Hi to everyone!
I’d like to discuss with you about the possibility to implement a co-location system for multiplayer mixed reality apps running on multiple Meta Quest 3 devices sharing the same room.
I know the Meta own SDK has some proprietary features for this purpose like Spatial Anchors, but since there is a lot of cloud stuff to set up, I am trying to get ahead with a “custom” implementation sticking to XR Interaction Toolkit, AR Foundation and Meta OpenXR, while managing multiplayer using Unity NGO.
I started from the VR Multiplayer Template to have a solid network base for my app, and now I’m experimenting with strategies to syncronize players positions with their physical positions. To do so, I need that all users shares, host and clients, a point that can be considered equally placed in both physical and virtual space (should be used as a sort of frame of reference center).
The only thing that came to my mind for now to achieve this result, is to access Meta Quest spatial informations, retrieve ARPlanes, and make the host spawn a Networked ARAnchor to the center of a reference plane (for example the floor or the ceiling).
A client that joins the host lobby should compute the distance between its local reference plane center (ex. local floor center) and the ARAnchor position shared by the host. That distance is used to relocate the client XROrigin.
// Example snippet using floor as reference
var localToSharedDistance = arFloorPlaneLocal.center - sharedAnchor.transform.position;
xrOrigin.transform.position += localToSharedDistance;
A more complex version could use more than one single plane for reference. For example, all walls and planes recognized by the ARPlaneManager that are flagged as Floor, WallFace or Ceiling can be used to compute a sort of room centroid that the host can use to place the shared ARAnchor. The client could compute the same centroid using local arPlanes, evaluate the distance between local centroid and shared anchor and then apply that distance to the XROrigin.

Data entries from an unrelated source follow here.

PR #5781, opened 2026-09-18
feat: aborted HTTP requests should not continue downstream

### LINKED ISSUE #5676: Aborted HTTP requests continue downstream eth_getLogs fan-out after client disconnect
## Summary

An HTTP client can start an expensive multi-address `eth_getLogs` request and close the connection almost immediately, but the relay continues executing the downstream Mirror Node work after the client has disconnected. The request lifecycle is not connected to the downstream Axios `AbortController` or to the address-level promises created by the log-fetch path.

This is an independent request-lifecycle cancellation issue. It is related to #5664 because the unbounded multi-address fan-out makes the post-disconnect work especially expensive, but it is not the same root cause: #5664 concerns missing concurrency/fairness control, while this report concerns failure to cancel work after the caller has abandoned the HTTP request.

## Observed impact

In a clean localhost reproduction, one `eth_getLogs` request containing 500 addresses was aborted by the client after approximately 50 ms. The relay continued processing the request and generated approximately 500 downstream address-level operations. In a five-request bounded variant, all five client connections were aborted after approximately 50 ms, while the relay continued generating downstream work and reached approximately 300 active upstream requests.

A stronger synchronized run used three waves of ten aborted requests, with 500 addresses per request and a 500-ms deterministic localhost upstream delay. All 30 client requests were abandoned, but the upstream recorded 3,678 requests by the recovery sample and reached a peak of 301 concurrent operations. Twelve unrelated `eth_chainId` controls succeeded in every wave, and twelve recovery controls succeeded after the workload.

The relay therefore continues consuming downstream request capacity after the initiating clients have disappeared. The result is a resource-retention and availability-risk issue, particularly when combined with large accepted fan-out requests.

## Expected behavior

When the HTTP client disconnects or the request is aborted, request-scoped downstream work should be cancelled where possible. Queued address-level operations should not continue indefinitely after the caller has abandoned the request.

## Actual behavior

The relay continues executing the already-created downstream operations after the HTTP client has disconnected. The internal `AbortController` in `MirrorNodeClient.request()` is not connected to the HTTP request lifecycle, and the outer address-level `Promise.all` remains active.

## Severity assessment

The evidence supports a deployment-dependent Medium-severity availability/resource-amplification classification. A Medium-to-High chained-impact argument is possible when this behavior is combined with the unbounded multi-address fan-out documented in #5664, but this report does not claim that the standalone issue caused OOM, permanent outage, production-wide failure, funds loss, consensus impact, or Critical severity.

### Steps to reproduce

1. Check out the tested repository revision:

   `4b9d38b0037c4d4a456cee2723c1ba2f7e95784b`

2. Start a deterministic Mirror Node-style HTTP stub on `127.0.0.1` that records request count and active concurrency, delays each request by 500 ms, and returns valid empty log responses.

3. Start the relay in read-only mode with the Mirror Node URLs pointed only to the localhost stub:

   ```text
   READ_ONLY=true
   REDIS_ENABLED=false
   RPC_HTTP_ENABLED=true
   RPC_WS_ENABLED=false
   MIRROR_NODE_URL=http://127.0.0.1:<stub-port>
   MIRROR_NODE_URL_WEB3=http://127.0.0.1:<stub-port>


4.Confirm that the fresh relay responds to a local eth_chainId request.

5.Construct one JSON-RPC request containing 500 distinct addresses:

{
  "jsonrpc": "2.0",
  "id": 77,
  "method": "eth_getLogs",
  "params": [
    {
      "fromBlock": "0x1",
      "toBlock": "0x2",
      "address": [
        "0x0000000000000000000000000000000000000001",
        "0x0000000000000000000000000000000000000002",
        "...500 total distinct addresses..."
      ],
      "topics": []
    }
  ]
}


6.Send the request to the local relay and abort the client connection after approximately 50 ms. For example, with curl:

curl -sS --max-time 0.05 \
  --data-binary @request.json \
  http://127.0.0.1:<relay-port>


7.Record the expected client-side timeout. The client should receive no completed JSON-RPC response because the connection was intentionally closed.

8.Immediately query the local stub statistics endpoint, then query it again approximately three seconds later. The downstream request count should continue increasing after the client abort.

9.Run an independent local control request:
curl -sS --max-time 20 \
  --data '{"jsonrpc":"2.0","id":99,"method":"eth_chainId","params":[]}' \
  http://127.0.0.1:<relay-port>

10.Repeat steps 5–8 with five concurrent aborted requests, or with three bounded waves of ten aborted requests, while continuing to record upstream active, peak, and total counters.

11.Verify that the relay remains alive and that the local control request eventually returns 0x127. Terminate only the locally started relay and stub processes after collecting the evidence.



### Additional context


# Additional context

```markdown
## Source-level cause

The HTTP JSON-RPC path awaits the relay method but does not pass the HTTP request's `aborted` or `close` lifecycle into a request-scoped cancellation signal. `MirrorNodeClient.request()` creates an internal `AbortController`, but that controller is aborted only after an Axios failure; it is not aborted when the caller closes the HTTP connection.

The multi-address log path then creates one downstream promise per accepted address and awaits the complete collection through an outer `Promise.all`. Consequently, client abandonment does not cancel queued or active address-level requests.

Relevant implementation areas:

- `src/server/koaJsonRpc/index.ts`: HTTP JSON-RPC dispatch and request handling.
- `src/server/koaJsonRpc/lib/utils.ts`: server timeout configuration.
- `src/relay/lib/clients/mirrorNodeClient.ts`: internal `AbortController` and downstream requests.
- `src/relay/lib/services/ethService/ethCommonService/CommonService.ts`: address-level fan-out and result aggregation.

## Verified local evidence

The tests used only localhost processes and a deterministic upstream stub. No mainnet, testnet, public Mirror Node, or production relay was contacted.

- Single aborted request: 500-address request; client aborted at approximately 50 ms; downstream work continued to approximately 508 total upstream requests; peak activity was 300.
- Five repeated aborted requests: 500 addresses per request; downstream total reached approximately 928 after three seconds; peak activity was 301; the relay returned a healthy `eth_chainId` response.
- Synchronized High-gate run: three waves of ten aborted requests; 500 addresses per request; 3,678 upstream requests by the recovery sample; peak activity was 301; all 12 unrelated controls succeeded in each wave; all 12 recovery controls succeeded.

## Security boundary and limitations

This report concerns resource retention and downstream work continuation after HTTP client abandonment. It does not claim that the tested profile caused unrelated-client denial, process crash, OOM, permanent outage, production-wide impact, funds loss, credential exposure, consensus impact, or Critical severity.

The issue is independently relevant because cancellation should be enforced at the HTTP request boundary even when other fan-out limits are present. The impact is greater when combined with #5664, but the missing cancellation propagation is a separate remediation concern.

## Recommended remediation

Create a request-scoped `AbortController` at the HTTP boundary and abort it when the request emits `aborted` or `close`, while distinguishing normal response completion from premature disconnect. Propagate the signal through every Mirror Node Axios request and queued address-level operation. Ensure that fan-out workers stop scheduling new operations after cancellation and that active requests receive the signal. Add regression tests covering one aborted request, repeated aborted requests, concurrent controls, upstream request counts, and post-abort recovery.

### PR DESCRIPTION
**Pull request by natanasow**
### Description

An HTTP client can start an expensive multi-address `eth_getLogs` request and close the connection almost immediately, but the relay continues executing the downstream Mirror Node work after the client has disconnected. The request lifecycle is not connected to the downstream Axios AbortController or to the address-level promises created by the log-fetch path.

### Related issue(s)

Fixes #5676 

### Testing Guide

1.
2.
3.

N/A

N/A

### Checklist

### CODE REVIEW

**Comment by natanasow** [comment]
## User Story: Aborted HTTP Requests Continue Downstream Work After Client Disconnect

## Description

When an HTTP client opens a JSON-RPC request against the relay and closes the connection before the response is written, the relay keeps executing the downstream Mirror Node work for that request. The HTTP request lifecycle is not wired to the `AbortController` used by `MirrorNodeClient.request()`, nor to the address-level promises created by the multi-address `eth_getLogs` fan-out path.

The result is that abandoned requests keep consuming upstream Mirror Node capacity, connection pool slots and relay CPU for the full duration of work that nobody will ever read.

## Current Behavior (Incorrect)

- **HTTP layer:** `KoaJsonRpc` does not observe `ctx.res` `close`. A client disconnect is invisible to the relay.
- **`RequestDetails`:** carries `requestId`, `ipAddress`, `connectionId` - no cancellation channel, so no downstream component can learn that the caller is gone.
- **`MirrorNodeClient.request()`:** creates a local `AbortController` that is only used for its own timeout. It is never linked to the caller, so an in-flight Axios request survives the client disconnect and its retries keep firing.
- **`CommonService.getLogsByAddress()`:** builds one promise per address and awaits `Promise.all`. Once created, every address is fetched regardless of the caller's state.
- **`MirrorNodeClient` sliced log fan-out:** the concurrency pool loop keeps scheduling new slices until every slice has been dispatched.

## Expected Behavior

**Cancel the work. Return nothing.**

- No new Mirror Node request is issued for an abandoned request.
- In-flight Mirror Node requests are aborted and their TCP connections dropped.
- Remaining addresses / slices in a fan-out are never scheduled.
- **Nothing is written back:** no JSON-RPC error object, no HTTP status, no headers. The socket is already gone, so there is nothing to deliver and nothing to invent.
- No new JSON-RPC error code and no new HTTP status code are introduced. The relay's public error surface is unchanged.
- The only trace of an abandoned request is a `debug` log line.

### Fully aligned with geth, Infura and Alchemy

This is exactly how the mainstream Ethereum JSON-RPC providers behave. None of them defines a "client aborted" error code, and none of them answers a caller that has hung up.

| Client | Cancellation mechanism | Sent to the client on disconnect |
|---|---|---|
| **geth** | A `context.Context` derived from the HTTP request. `net/http` cancels it when the client disconnects, and the handler chain unwinds with `context.Canceled`. | **Nothing.** |
| **Infura** | Connection teardown. | **Nothing.** |
| **Alchemy** | Connection teardown. | **Nothing.** |

## Impact

**Severity: MEDIUM**

- **Resource retention:** Mirror Node connection pool slots, sockets and relay CPU are held for work whose caller is gone.
- **Availability risk:** a client that repeatedly issues large `eth_getLogs` requests and hangs up immediately amplifies its own cost by orders of magnitude at near-zero cost to itself.
- **Upstream pressure:** Mirror Node absorbs the full fan-out of every abandoned request, degrading latency for legitimate traffic.
- **Observability noise:** abandoned requests surface as ordinary downstream errors/retries, hiding real failures in logs and metrics.

### Example Impact Scenario

A client sends 10 concurrent `eth_getLogs` requests with 500 addresses each and disconnects after 50 ms. The client pays for 10 aborted sockets; the relay and Mirror Node pay for ~5,000 upstream requests. Repeat the loop and upstream capacity is exhausted by traffic that has no consumer.

## Root Cause Analysis

There is no request-scoped cancellation channel between the HTTP server and the downstream clients. Each layer owns its own abort primitives, and none of them are connected. This is precisely the role `context.Context` plays in geth - the relay is missing the equivalent plumbing, not missing an error code.

## Proposed Solution

Introduce a request-scoped `AbortSignal` - the Node equivalent of geth's request `context.Context` - created by the HTTP layer and propagated through `RequestDetails` to every downstream consumer. Use **native platform cancellation semantics only**; add no relay-specific error type, error code or HTTP status.

### 1. HTTP layer - `src/server/koaJsonRpc/index.ts`

Create one `AbortController` per request. Abort it on `ctx.res` `close` when `writableFinished` is false, and abort it in `finally` once the request has completed, so the listener is released. Pass its signal into `handleSingleRequest` / `handleBatchRequest` and on into `RequestDetails`.

Abort with a native `AbortError` rather than a plain string, so awaiting callers unwind with a real error:

```ts
abortController.abort(requestAbortReason(CLIENT_DISCONNECTED_ABORT_REASON));
```

When the work unwinds because the caller is gone, write nothing at all:

```ts
} catch (error) {
  if (!isRequestAbortedError(error)) {
    throw error;
  }

  // The caller is gone, so there is no connection left to answer on. Write nothing back and let the
  // request unwind silently, the way geth, Infura and Alchemy treat a cancelled request: no JSON-RPC
  // error object and no HTTP status, because neither can be delivered.
  this.logger.debug(`Request abandoned by the client: requestId=%s, method=%s`, requestId, ctx.state.methodName);
  ctx.respond = false;
  ctx.state.status = CLIENT_DISCONNECTED;
  ctx.state.clientDisconnected = true;
}
```

`ctx.respond = false` makes Koa skip response handling entirely - no body is serialised, no status line and no headers are emitted.

Set `ctx.state.methodName` *before* awaiting the result, so an abandoned request is still identifiable in the access log.

### 2. `RequestDetails` - `src/relay/lib/types/RequestDetails.ts`

Add an optional `abortSignal`, defined as a non-enumerable property so `RequestDetails` stays structured-cloneable when dispatched to a worker thread.

### 3. Helper module - `src/relay/lib/utils/requestAbort.ts`

Thin wrappers over the platform primitives - no custom error class, no custom code:

```ts
export function requestAbortReason(message: string): DOMException {
  return new DOMException(message, 'AbortError');
}
export function getRequestAbortSignal(requestDetails?: CancellableRequest): AbortSignal | undefined;
export function isRequestAborted(requestDetails?: CancellableRequest): boolean;
export function throwIfRequestAborted(requestDetails?: CancellableRequest): void {
  getRequestAbortSignal(requestDetails)?.throwIfAborted();
}
export function isRequestAbortedError(error: unknown): boolean;
```

### 4. Downstream enforcement

- `MirrorNodeClient.request()`: bail out before issuing the call if already aborted; link the caller signal to the local timeout controller; let the native abort error propagate; skip Axios retries for cancelled requests (`Axios.isCancel(error) → false` in `retryCondition`).
- `MirrorNodeClient` sliced log fan-out: break out of the concurrency loop when the request is aborted, and check again before merging.
- `CommonService.getLogsByAddress()`: check before building the fan-out and again per address.
- `RpcMethodDispatcher`: log an abandoned request at `debug`, not `error`, and rethrow the cancellation rather than converting it into a `JsonRpcError`.

### 5. Metrics - `src/server/server.ts`

An abandoned request never received a status, so it must not be labelled with one. Koa leaves `ctx.status` at its default when `respond` is false, so recording it would inject a status into the histogram that was never sent:

```ts
if (!ctx.state.clientDisconnected) {
  methodResponseHistogram.labels(ctx.state.methodName, `${ctx.status}`).observe(ms);
}
```

`geth` likewise does not account for abandoned requests; it only logs them.

## HTTP batch requests: handled
A JSON-RPC batch is a single HTTP request carrying many entries, each of which can start its own Mirror Node fan-out. It is the worst case for this bug - one connection, one close event, many independent pieces of downstream work - so it is covered by the same request-scoped signal as a single request, with no separate mechanism.

##  WebSocket server: handled

Cancellation is not HTTP-only. The WebSocket server runs the same relay, the same dispatcher and the same `CommonService.getLogsByAddress` fan-out, so an abandoned `eth_getLogs` over a socket wastes exactly the same upstream capacity as one over HTTP. It is now covered by the same mechanism.

Termination can occur in three ways:

- the client closes the socket during a request
- inactivity TTL - `WS_MAX_INACTIVITY_TTL,` default 300,000 ms - calls `ctx.websocket.terminate()`
- connection limits terminate the socket

## Acceptance Criteria

### AC1: No new downstream work after disconnect
- **Given** a request whose client has already disconnected
- **When** a downstream Mirror Node call is attempted
- **Then** no HTTP request is issued to the Mirror Node
- **And** the call rejects with the native abort error

### AC2: In-flight requests are cancelled
- **Given** a Mirror Node request that is in flight
- **When** the caller aborts
- **Then** the upstream connection is closed before the response is written
- **And** exactly one upstream request was made - no retry after cancellation

### AC3: Fan-out stops early
- **Given** a multi-address `eth_getLogs` request
- **When** the client disconnects partway through the fan-out
- **Then** the number of upstream requests is strictly less than the number of addresses
- **And** the upstream count stops growing once the client is gone

### AC4: Nothing is returned for an abandoned request
- **Given** an abandoned request
- **When** the relay finishes unwinding it
- **Then** no JSON-RPC error object is produced
- **And** no HTTP status, status line or headers are written
- **And** the behavior is identical to geth, Infura and Alchemy: the caller receives no response
- **And** the event is logged at `debug` level, not `error`
- **And** the relay's public error surface is unchanged from before this story

### AC5: No regression for normal requests
- **Given** a request that is never abandoned, with or without an abort signal
- **When** it is executed
- **Then** every address is fetched and the response is identical to current behavior

### AC6: Worker-thread safety
- **Given** a `RequestDetails` carrying an abort signal
- **When** it is structured-cloned to dispatch a task to a worker thread
- **Then** the clone succeeds, `abortSignal` is `undefined` on the clone, and `isRequestAborted` reports `false`

### AC7: Batch requests
- **Given** a JSON-RPC batch request
- **When** the client disconnects
- **Then** the same signal cancels every item in the batch
- **And** no partial batch response is written

### AC8: Server-side timeouts are unaffected
- **Given** a request that is *not* abandoned but exceeds the relay's own Mirror Node timeout
- **When** the timeout fires
- **Then** the existing timeout error and status are returned exactly as today
- **And** it is not misreported as a client abort

### AC9: Metrics stay honest
- **Given** an abandoned request
- **When** the access-log middleware runs
- **Then** no entry is added to the method response histogram
- **And** the access log identifies the method and marks the request as disconnected

### AC10: WebSocket requests carry a cancellation signal
- **Given** a message received on a WebSocket connection
- **When** the relay is handed the request
- **Then** RequestDetails.abortSignal is present and not yet aborted

### AC11: Closing the socket cancels in-flight work

- **Given** a WebSocket request that is still executing
- **When** the client closes the connection
- **Then** its signal is aborted with a native AbortError
- **And** every other message still in flight on that socket is aborted as well
- **And** no further Mirror Node requests are issued for them

### AC12: An abandoned WebSocket request is not answered
- **Given** a WebSocket request abandoned by its client
- **When** it finishes unwinding
- **Then** nothing is sent on the socket
- **And** no unhandled rejection is left behind
- **And** the event is logged at debug, not error

PR #23754, opened 2018-02-09
doc: minor wording improvement to the diagnostics guide

rakyll:


bradfitz:
Btw, the Go 1.10 tree is still frozen, but this was kinda special, as we are testing GerritBot and this is a safe change.

PR #23761, opened 2018-02-09
image/gif: support non-looping animated gifs (LoopCount=-1)

### LINKED ISSUE #15768: image/gif: EncodeAll fails to allow non looping animated gif
1. What version of Go are you using (`go version`)?
   go version go1.6.2 
2. What operating system and processor architecture are you using (`go env`)?
   darwin/amd64
3. What did you do?
   In package image/gif, I'm trying to use EncodeAll() to create a non-looping animated gif with several frames, but it will always loop. In the GIF specifications `0` means forever, so `-1` should the way to _go_ to disable looping, unfortunately setting this value does not work in go.
4. What did you expect to see?
   I should be able to set `LoopCount = -1` and my resulting gif should not loop.
   I want an animated gif, but not a looping animated gif.
5. What did you see instead?
   My output gif is looping forever (same as LoopCount = `0`).

The first problem lies in [src/image/gif/write.go](https://golang.org/src/image/gif/writer.go)

```
   299      if g.LoopCount < 0 {
   300          g.LoopCount = 0
   301      }
```

This should be removed to allow a negative value.

The second problem is that Netscape Looping extension header is written in the file whenever there are several frames:

```
   147      if len(e.g.Image) > 1 {
```

I believe this should be changed to:

```
if len(e.g.Image) > 1 && e.g.LoopCount >= 0 {
```

Another way to fix the problem would be to change the meaning of LoopCount '0' value to actual "no loop", but this could break the expected behaviour for some people. As in other languages, setting `-1` sounds ok as long as it's commented somewhere.

pteichman:
The Netscape looping application extension encodes how many
times the animation should restart, and if it's present
there is no way to signal that a GIF should play only once.

Use LoopCount=-1 to signal when a decoded GIF had no looping
extension, and update the encoder to omit that extension
block when LoopCount=-1.

Fixes #15768

### DIFF
--- a/src/image/gif/reader.go
+++ b/src/image/gif/reader.go
@@ -570,10 +570,11 @@ func Decode(r io.Reader) (image.Image, error) {
 type GIF struct {
 	Image []*image.Paletted // The successive images.
 	Delay []int             // The successive delay times, one per frame, in 100ths of a second.
-	// LoopCount is the number of times an animation will be restarted
-	// during display. This means for LoopCount=N, each frame will be
-	// displayed N+1 times. Use 0 for infinite looping, -1 to show each
-	// frame once.
+	// LoopCount controls the number of times an animation will be
+	// restarted during display.
+	// A LoopCount of 0 means to loop forever.
+	// A LoopCount of -1 means to show each frame only once.
+	// Otherwise, the animation is looped LoopCount+1 times.
 	LoopCount int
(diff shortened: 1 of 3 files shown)


andybons:
Apologies for the barrage of duplicate posts on this. Working out some kinks.

pteichman:
@andybons No worries, happy to help iron them out.

PR #23805, opened 2018-02-13
add function for bool in math/rand

### LINKED ISSUE #23804: Add function for random bool in math/rand
I want to be able to call `rand.Bool()` and receive a pseudo-random bool when I import `math/random`

kirinrastogi:
Closes #23804

I wasn't sure how to test this.

### DIFF
--- a/src/math/rand/rand.go
+++ b/src/math/rand/rand.go
@@ -210,6 +210,11 @@ again:
 	return f
 }
 
+// Bool returns a pseudo-random bool in [true, false].
+func (r *Rand) Bool() bool {
+	return r.Int63()%2 == 0
+}
+
 // Perm returns, as a slice of n ints, a pseudo-random permutation of the integers [0,n).
 func (r *Rand) Perm(n int) []int {
 	m := make([]int, n)


kirinrastogi:
I signed it!

src/math/rand/rand.go
```diff
@@ -210,6 +210,11 @@ again:
 	return f
 }
 
+// Bool returns a pseudo-random bool in [true, false].
```
mewmew: While `true` and `false` is not specified as as `1` and `0` (respectively) in Go, given the widespread use of that definition in other languages, the range should be swapped, as follows.

```diff
-[true, false].
+[false, true].
```

WissCoast:
@kirinrastogi any updates?

src/math/rand/rand.go
```diff
@@ -210,6 +210,11 @@ again:
...
+func (r *Rand) Bool() bool {
+	return r.Int63()%2 == 0
```
bbuck, line 215: Would it not be more efficient to do something like this?

```go
	return r.Int63() & 1 == 0
```

PR #23893, opened 2018-02-17
cmd/cgo: fix \'error: function declaration isn’t a prototype [-Werror…

ghost:
While working on a very simple example of calling a Go function from C I ran into a bug that is fairly edge case. It is only present when one tries to export a function with ZERO parameters, if you supply at least one parameter it will work without issue.

```
# WORKS
//export HelloWorld
func HelloWorld(i int) {
	fmt.Println("GO Code!!", i)
}
```

However if you export a function in a Go source without parameters like:

```
# DOES NOT WORKS
//export HelloWorld
func HelloWorld() {
	fmt.Println("GO Code!!")
}
```

It results in the following error:

`"cgo-gcc-export-header-prolog:41:1: error: function declaration isn’t a prototype [-Werror=strict-prototypes]"`

This error occurs because the Go based C Library header is not rendered correctly by `cgo`. Currently `cgo` renders the exported function in the header file incorrectly:
`
extern void HelloWorld();`

But C requires requires a function without parameters being defined in a header to be definitively declared meaning 0 input parameters is void not blank:

`extern void HelloWorld(void);`

I have corrected this by checking for 0 parameters and in this condition writing void in between the parenthesis, otherwise it continues as it did to write the 1 or more parameters inside the parenthesis. This solves the issue and works for all cases now. 

Please let me know if there are any issues with this pull request.

### DIFF
--- a/src/cmd/cgo/out.go
+++ b/src/cmd/cgo/out.go
@@ -1019,23 +1019,25 @@ func (p *Package) writeGccgoExports(fgo2, fm, fgcc, fgcch io.Writer) {
 			fmt.Fprintf(fgcch, "};\n")
 			fmt.Fprintf(cdeclBuf, "struct %s_return", exp.ExpName)
 		}
-
 		cRet := cdeclBuf.String()
-
 		cdeclBuf = new(bytes.Buffer)
 		fmt.Fprintf(cdeclBuf, "(")
-		if fn.Recv != nil {
-			fmt.Fprintf(cdeclBuf, "%s recv", p.cgoType(fn.Recv.List[0].Type).C.String())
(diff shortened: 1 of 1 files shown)


andybons:
Unless the CLA is signed, we cannot accept your change.

Additionally, the first comment contains Markdown, which isn’t permitted per https://github.com/golang/go/blob/master/.github/PULL_REQUEST_TEMPLATE.md

andybons:
@ghost friendly ping on the CLA.

davecheney:
I'm closing this pull request as the original user has deleted there account.

https://help.github.com/articles/deleting-your-user-account/

PR #23994, opened 2018-02-21
net/http: lock the read-only mutex in shouldRedirect

dmathieu:
Since that method uses 'mux.m', we need to lock the mutex to avoid data races.

### DIFF
--- a/src/net/http/serve_test.go
+++ b/src/net/http/serve_test.go
@@ -581,6 +581,16 @@ func TestServeWithSlashRedirectForHostPatterns(t *testing.T) {
 	}
 }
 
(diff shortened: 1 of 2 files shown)


andybons:
You have to change the base branch to `master` instead of `release-branch.go1.10`

m90:
Is there any info an which future release of go will contain this fix? I can't find it either in 1.10.2 or 1.11 milestones.

ianlancetaylor:
@m90 Note that few people read comments on GitHub pull requests.  For better places to ask questions see https://golang.org/wiki/Questions .

This fix will be in the future 1.11 release.

PR #24002, opened 2018-02-21
net/http: remove a duplicated article

ktr0731:
I removed a duplicated article in `net/http/h2_bundle.go`


andybons:
This was done in https://github.com/golang/net/commit/cbe0f9307d0156177f9dd5dc85da1a31abc5f2fb

PR #24004, opened 2018-02-21
net/http: optionally add headers on redirect

### LINKED ISSUE #19973: net/http: add knobs for which headers Client forwards on redirect?

1.8.1

amd64/darwin

### What did you do?

Making a request to upload a file that is setting the `content-type` of `application/x-compressed` which results in a successful `302` redirect to a task monitoring endpoint.
 
The request succeeds and the task monitoring endpoint returns a 200.

### What did you see instead?

The endpoint fails due to the fact that it has received the additional header.

I know I can implement a `CheckRedirect` function that would allow me to strip out the headers but it seems like the go 1.7.X behavior was more desirable (providing the function to forward the headers).

It actually might be nice to make this a flag on the client (so headers can be optionally be forwarded or not). Having to implement `CheckRedirect` just to not send along headers feels a tad bit heavy handed but I am open to it.

I also know that the API server, which I have no control over, could be modified to ignore additional headers but the code I have talking to this server worked in 1.7.X and now doesn't work in 1.8.1 (slightly surprising).

zachgersh:
Fixes #19973

### DIFF
--- a/src/net/http/client.go
+++ b/src/net/http/client.go
@@ -82,6 +82,10 @@ type Client struct {
 	//
 	// If RedirectHeader is nil, all headers will be forwarded on all
 	// subsequent redirects.
+	//
+	// Headers "Authorization", "Www-Authenticate", "Cookie",
+	// and "Cookie2" bypass this function and are sent along
+	// on all redirects.
 	RedirectHeader func(headerKey string) bool
 
 	// Jar specifies the cookie jar.
--- a/src/net/http/client.go
+++ b/src/net/http/client.go
@@ -75,6 +75,15 @@ type Client struct {
 	// which is to stop after 10 consecutive requests.
 	CheckRedirect func(req *Request, via []*Request) error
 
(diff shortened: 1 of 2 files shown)


src/net/http/client.go
```diff
@@ -698,6 +708,35 @@ func (c *Client) makeHeadersCopier(ireq *Request) func(*Request) {
 	}
 }
 
+func shouldCopyHeaderOnRedirect(canonicalHeaderKey string, initial, dest *url.URL, headersPolicy func(string) bool) bool {
+	switch canonicalHeaderKey {
+	case "Authorization", "Www-Authenticate", "Cookie", "Cookie2":
```
pdaures: Is it Www-Authenticate or WWW-Authenticate?

zachgersh:
I've actually decided to close this. I feel like adding this additional knob doesn't seem like it will impact that many people and the current default behavior is probably fine as is.

PR #24123, opened 2018-02-26
net/http,doc: use HTTP status code constants

KimMachineGun:
There are a few places where the integer value is used.
Use the equivalent constants to improve readability.


DEATH-TROOPER:
I signed it!

PR #24148, opened 2018-02-27
encoding/asn1: update function "isPrintable" to accept '@' character as printable

lotus-wu:
As we know , email address will apear in x.509 certificate, when parse email address ,we need to accept '@' character as printable string.


andybons:
Hi @lotus-wu,
You’ll need to sign the CLA before we can proceed with this review.

Thanks

lotus-wu:
Hi @andybons , I signed it today!

PR #24234, opened 2018-03-04
encoding/json: Fix for #21092 - Zero out target before decoding

### LINKED ISSUE #21092: encoding/json: unmarshal into slice reuses element data between len and cap
go1.8

GOOS=nacl
GOARCH=amd64p32

### What did you do?
https://play.golang.org/p/lbYUhgOe--

According to the [json Unmarshal docs](https://golang.org/pkg/encoding/json/#Unmarshal), Unmarshal resets the slice length to zero and then appends each element to the slice.

### What did you see instead?
Instead Unmarshal resets the slice length to zero and then modifies the elements of the underlying slice.

JeremyLoy:
Fixes #21092

[playground example demonstrating zero technique](https://play.golang.org/p/9j7KTFg8OVs)
[playground example demonstrating bug](https://play.golang.org/p/NHo3ywlPZli)

### DIFF
--- a/src/encoding/json/decode.go
+++ b/src/encoding/json/decode.go
@@ -175,6 +175,13 @@ func (d *decodeState) unmarshal(v interface{}) error {
 
 	d.scan.reset()
 	d.scanWhile(scanSkipSpace)
+
+	// Set rv to a new zero value of its underlying type.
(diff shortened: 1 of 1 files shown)


JeremyLoy:
I signed it!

Now I’m asking you some feedback, since I’m still trying to make this approach work. Have you got some advice to give? Is this logic right or am I missing something?
I figure that one problem could be the fact that this method assumes that all headsets have registered really similar real space room data (walls, floor and ceiling dimensions). Do you suggest different ways to get a shared frame of reference?
And finally, could this feature be actually implemented using these tools combo, without Meta Spatial Anchors? Or there are limitations that I missed and that does not permit it?
Thanks for reaching! Hope to open a nice discussion.